> _Task requirements_
What lines in the records below include the word "podNs"? Return each one.

[Dataset entries]
PR #2979, opened 2024-07-10
Fix: Storage leak in Builder and Fetcher

### LINKED ISSUE #2821: Storage Leak in Fetcher

<pre>
$ fission version
client:
  fission/core:
    BuildDate: "2023-05-18T12:33:09Z"
    GitCommit: f955d118
    Version: v1.19.0
server:
  fission/core:
    BuildDate: "2023-05-18T12:33:09Z"
    GitCommit: f955d118
    Version: v1.19.0

$ kubectl version
Client Version: version.Info{Major:"1", Minor:"27", GitVersion:"v1.27.2", GitCommit:"7f6f68fdabc4df88cfea2dcf9a19b2b830f1e647", GitTreeState:"clean", BuildDate:"2023-05-17T14:13:27Z", GoVersion:"go1.20.4", Compiler:"gc", Platform:"darwin/arm64"}
Kustomize Version: v5.0.1
Server Version: version.Info{Major:"1", Minor:"27+", GitVersion:"v1.27.3-eks-a5565ad", GitCommit:"78c8293d1c65e8a153bf3c03802ab9358c0e1a14", GitTreeState:"clean", BuildDate:"2023-06-16T17:32:40Z", GoVersion:"go1.20.5", Compiler:"gc", Platform:"linux/amd64"}
</pre>

EKS (eks.3)
**Describe the bug**

I observed that env builder pod (that has builder and fetcher container) keeps getting evicted because of over utlization of ephemeral storage. On checking the container, I found that it still has files related to the packages it built previously which are piling up (since I was building more than 100 functions together simultaneously).

**To Reproduce**
Create an environment (version 3) and build a lot of packages.

**Expected result**

Ideally once the package is built, all its files should be removed from the builder pod

**Actual result**
Builder Pod is keeping all the files of previously generated packages

**Screenshots/Dump file**

<pre>
$ fission support dump
</pre>

**Additional context**

On digging the fetcher code, it was confirmed in the `UploadHandler` that even after a successful response from the `ssClient.Upload` func, the files are not deleted.

soharab-ic:
## Description

- Builder pod contains builder and fetcher containers and they share a volume.
- Builder build the packages and fetcher uploads the packages to storage service.
- In case of build/upload failure, packages remains in the shared volume. These packages are of no use and needs to be cleaned up. 
- Added a `Clean` API in builder package. This API will be called by `buildermgr` for deleting src pkg after pkg is build and deployment is uploaded. I wanted to delete the src package from builder pod directly after failed/successful build but `buildermgr` uses `retryablehttp` client so in case of build failure `buildermgr` will retry build by sending `Build` request.
- To delete deployment pkg, fetcher `UploadHandler` will delete the deployment pkg after successful/failed upload.

Fixes #2821

## Testing

- Added a negative test for builder's `Clean` API.
- Adding a positive test involves creating a `/packages` directory for which `root` permissions are required.Therefore, did not add any positive test.
```
{"level":"info","ts":"2024-07-10T10:45:48.563Z","logger":"builder","caller":"builder/builder.go:197","msg":"builder received clean request","request":{"srcPkgFilename":"hello-test-fdebb12e-60ff-4e95-b41b-e3531444a4a4-kfezxl"}}
{"level":"info","ts":"2024-07-10T10:45:48.564Z","logger":"builder","caller":"builder/builder.go:175","msg":"clean request complete","elapsed_time":0.001311227}
```

## Checklist:

### DIFF
--- a/cmd/builder/app/server.go
+++ b/cmd/builder/app/server.go
@@ -32,6 +32,7 @@ func Run(ctx context.Context, logger *zap.Logger, mgr manager.Interface, shareVo
 	builder := builder.MakeBuilder(logger, shareVolume)
 	mux := http.NewServeMux()
 	mux.HandleFunc("/", builder.Handler)
+	mux.HandleFunc("/clean", builder.Clean)
 	mux.HandleFunc("/version", builder.VersionHandler)
 	mux.HandleFunc("/healthz", func(w http.ResponseWriter, r *http.Request) {
 		w.WriteHeader(http.StatusOK)
--- a/pkg/builder/client/client.go
+++ b/pkg/builder/client/client.go
@@ -21,6 +21,7 @@ import (
 	"context"
 	"encoding/json"
 	"io"
+	"net/http"
 	"strings"
 
 	"github.com/hashicorp/go-retryablehttp"
@@ -37,6 +38,7 @@ import (
 type (
 	ClientInterface interface {
 		Build(context.Context, *builder.PackageBuildRequest) (*builder.PackageBuildResponse, error)
+		Clean(context.Context, *builder.PackageCleanRequest) error
 	}
 
 	client struct {
@@ -55,6 +57,10 @@ func MakeClient(logger *zap.Logger, builderUrl string) ClientInterface {
 		url:        strings.TrimSuffix(builderUrl, "/"),
 		httpClient: hc,
 	}
+}
+
+func (c *client) getCleanUrl() string {
+	return c.url + "/clean"
 }
 
 func (c *client) Build(ctx context.Context, req *builder.PackageBuildRequest) (*builder.PackageBuildResponse, error) {
@@ -85,4 +91,26 @@ func (c *client) Build(ctx context.Context, req *builder.PackageBuildRequest) (*
 	}
 
 	return &pkgBuildResp, ferror.MakeErrorFromHTTP(resp)
+}
+
+func (c *client) Clean(ctx context.Context, req *builder.PackageCleanRequest) error {
+	logger := otelUtils.LoggerWithTraceID(ctx, c.logger)
+
+	body, err := json.Marshal(req)
+	if err != nil {
+		return errors.Wrap(err, "error marshaling json")
+	}
+
+	resp, err := ctxhttp.Post(ctx, c.httpClient.StandardClient(), c.getCleanUrl(), "application/json", bytes.NewReader(body))
+	if err != nil {
+		logger.Error("error creating delete request", zap.Error(err))
+		return err
+	}
+	defer resp.Body.Close()
+
+	if resp.StatusCode != http.StatusOK {
+		return ferror.MakeErrorFromHTTP(resp)
+	}
+
+	return nil
 }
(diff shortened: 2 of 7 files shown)


pkg/utils/utils.go
```diff
@@ -267,3 +267,28 @@ func FindFreePort() (int, error) {
 
 	return port, nil
 }
+
+func DeleteOldPackages(pkgPath, pkgType string) error {
```
sanketsudake, line 271: Please add detailed comments for this function.

cmd/builder/app/server.go
```diff
@@ -32,6 +32,7 @@ func Run(ctx context.Context, logger *zap.Logger, mgr manager.Interface, shareVo
 	builder := builder.MakeBuilder(logger, shareVolume)
 	mux := http.NewServeMux()
 	mux.HandleFunc("/", builder.Handler)
+	mux.HandleFunc("/clean", builder.Clean)
```
sanketsudake, line 35: Please try once commenting on this line. 
Following scenario may happen,
It may happen user upgrades to newer version of fission but builder pod is old. 
In that case, clean API would not be present and client would get 404 response.
We should be able to handle this case, from client side.

pkg/builder/client/client.go
```diff
@@ -86,3 +92,25 @@ func (c *client) Build(ctx context.Context, req *builder.PackageBuildRequest) (*
...
+	}
+
+	resp, err := ctxhttp.Post(ctx, c.httpClient.StandardClient(), c.getCleanUrl(), "application/json", bytes.NewReader(body))
+	if err != nil {
+		logger.Error("error creating delete request", zap.Error(err))
+		return err
+	}
+	defer resp.Body.Close()
+
+	if resp.StatusCode != http.StatusOK {
```
sanketsudake, line 111: We should be able to ignore not found error etc if API is missing due to older version builder on function side.

cmd/builder/app/server.go
soharab-ic: Even if clean API is missing, the request will be forwarded to `builder.Handler` since it accepts all request because of `/` route and we get a 500 response instead of 404.

soharab-ic: Even if i change the clean API method from `POST` to `DELETE`, still the response would 405 instead of 404.
Which approach should i take @sanketsudake ?
1. Handle 500 response in client.
2. Change clean API method from POST to DELETE.

I think approach 2 is good because in first approach builder will try to build the package but in 2nd approach it will return 405 response and avoid building the package.

soharab-ic: Also i think it would be better if we replace `/` route with `/build` route.

sanketsudake: > Change clean API method from POST to DELETE.
This one sounds better. We should change existing API behaviour for no reason.

pkg/utils/utils.go
soharab-ic: Done

cmd/builder/app/server.go
soharab-ic: Done

pkg/builder/client/client.go
soharab-ic: Done

sanketsudake (approved):

PR #3016, opened 2024-09-14
Print pod log error when response status is 404 returned by test function

### LINKED ISSUE #3014: Print pod log error when response status is 404 returned by test function

<pre>
$ fission version
client:
  fission/core:
    BuildDate: "2024-07-17T02:16:12Z"
    GitCommit: 8a351e4b
    Version: v1.20.2
server:
  fission/core:
    BuildDate: "2024-09-14T02:46:30Z"
    GitCommit: cc817d91
    Version: v1.20.2
</pre>

**Describe the bug**
When I tested the function under the default namespace, the response status returned was 404. At this point, the pod log corresponding to the function is queried, but it is always queried under the 'fission-function' namespace, which results in an error because the pod cannot be found.
image

waitstory:
## Description

When I tested the function under the default namespace, the response status returned was 404. At this point, the pod log corresponding to the function is queried, but it is always queried under the 'fission-function' namespace, which results in an error because the pod cannot be found.

Fixes #3014

## Checklist:

### DIFF
--- a/crds/v1/fission.io_timetriggers.yaml
+++ b/crds/v1/fission.io_timetriggers.yaml
@@ -73,6 +73,17 @@ spec:
                 - name
                 - type
                 type: object
+              method:
+                default: POST
+                description: 'HTTP Method for trigger, ex : GET, POST, PUT, DELETE,
+                  HEAD (default: "POST")'
+                type: string
+              subpath:
+                default: /
+                description: |-
+                  Subpath to trigger a specific route if function
+                  internally supports routing, (default: "/")
+                type: string
             required:
             - cron
             - functionref
--- a/pkg/apis/core/v1/types.go
+++ b/pkg/apis/core/v1/types.go
@@ -821,6 +821,17 @@ type (
 
 		// The reference to function
 		FunctionReference `json:"functionref"`
+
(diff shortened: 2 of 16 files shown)


pkg/fission-cli/util/util.go
```diff
@@ -535,7 +535,7 @@ func FunctionPodLogs(ctx context.Context, fnName, ns string, client cmd.Client)
 
 	if len(ns) == 0 {
 		ns = metav1.NamespaceDefault
-	} else if ns != metav1.NamespaceDefault {
+	} else {
 		podNs = ns
```
soharab-ic, line 539: @waitstory Please remove `podNs` variable from this function and use `ns` variable only. Environment and function should be in the same namespace.

soharab-ic (changes requested):

pkg/fission-cli/util/util.go
soharab-ic: If possible, please make these additional changes in this PR:
- The selector used in this function will not work for `container` functions. Update the `FunctionPodLogs` function and make it work for container functions.
- Similar changes. Make [GetFunctionPodLogs](https://github.com/fission/fission/blob/main/pkg/fission-cli/logdb/kubernetes_log.go#L57) works for container functions.

soharab-ic (approved):
Please rebase with main branch and push a single commit.

Issue #3011, opened 2024-09-10
TimeTriggers: Invoke any URL instead of root of a function


soharab-ic:
**Is your feature request related to a problem? Please describe.**
Time triggers can invoke a function based on time. Time triggers can't trigger any other URLs except a function's root URL. Suppose, a microservices app is deployed in fission as a function based on container. The container hosts multiple routes and with HTTPTrigger, we can hit those routes. Now, I want to create a time trigger for one of these routes and it is not supported by fission since time triggers will only trigger the function but not any other routes exposed by this container based function.

**Describe the solution you'd like**
- Make time triggers generic to invoke any URLs not just fission functions.

**Describe alternatives you've considered**
None

**Additional context**
https://github.com/fission/fission/discussions/3009

PR #3017, opened 2024-09-14
Add `method` and `subpath` flags to timetrigger object for triggering a function

soharab-ic:
## Description

- Timetrigger can only trigger a function by HTTP POST method and it can only trigger the root of the function. If function exposes some routes then timetrigger can not trigger those routes.
- This PR adds new flags `method` and `subpath` to timetrigger `create` and `update` commands. Now user can configure the HTTP `method` used to trigger the function and also configure a `subpath` to trigger an internal route exposed by the function.

Fixes https://github.com/fission/fission/issues/3011 https://github.com/fission/fission/discussions/3009

## Checklist:

### DIFF
--- a/pkg/apis/core/v1/types.go
+++ b/pkg/apis/core/v1/types.go
@@ -821,6 +821,13 @@ type (
 
 		// The reference to function
 		FunctionReference `json:"functionref"`
+
+		// HTTP Method for trigger
+		Method string `json:"method,omitempty"`
+
+		// Subpath to trigger a specific route if function
+		// internally supports routing.
+		Subpath string `json:"subpath,omitempty"`
 	}
 	// FailureType refers to the type of failure
 	FailureType string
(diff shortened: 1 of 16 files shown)


pkg/apis/core/v1/types.go
```diff
@@ -821,6 +821,13 @@ type (
 
 		// The reference to function
 		FunctionReference `json:"functionref"`
+
+		// HTTP Method for trigger
+		Method string `json:"method,omitempty"`
```
sanketsudake, line 826: HTTP Method for trigger function call

Please check if we can use kubebuilder default annotation to set it to POST.
Also add default being POST in the CRD doc above.

pkg/apis/core/v1/types.go
```diff
@@ -821,6 +821,13 @@ type (
...
+
+		// Subpath to trigger a specific route if function
+		// internally supports routing.
+		Subpath string `json:"subpath,omitempty"`
```
sanketsudake, line 830: Same as above. Please see if we can set default to "/".

sanketsudake (approved):

facorazza:
The subpath allows to forward parameters to the query but is there a way to send a predetermined payload when using the POST method?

> _Reply to the exercise_
 		podNs = ns
soharab-ic, line 539: @waitstory Please remove `podNs` variable from this function and use `ns` variable only. Environment and function should be in the same namespace.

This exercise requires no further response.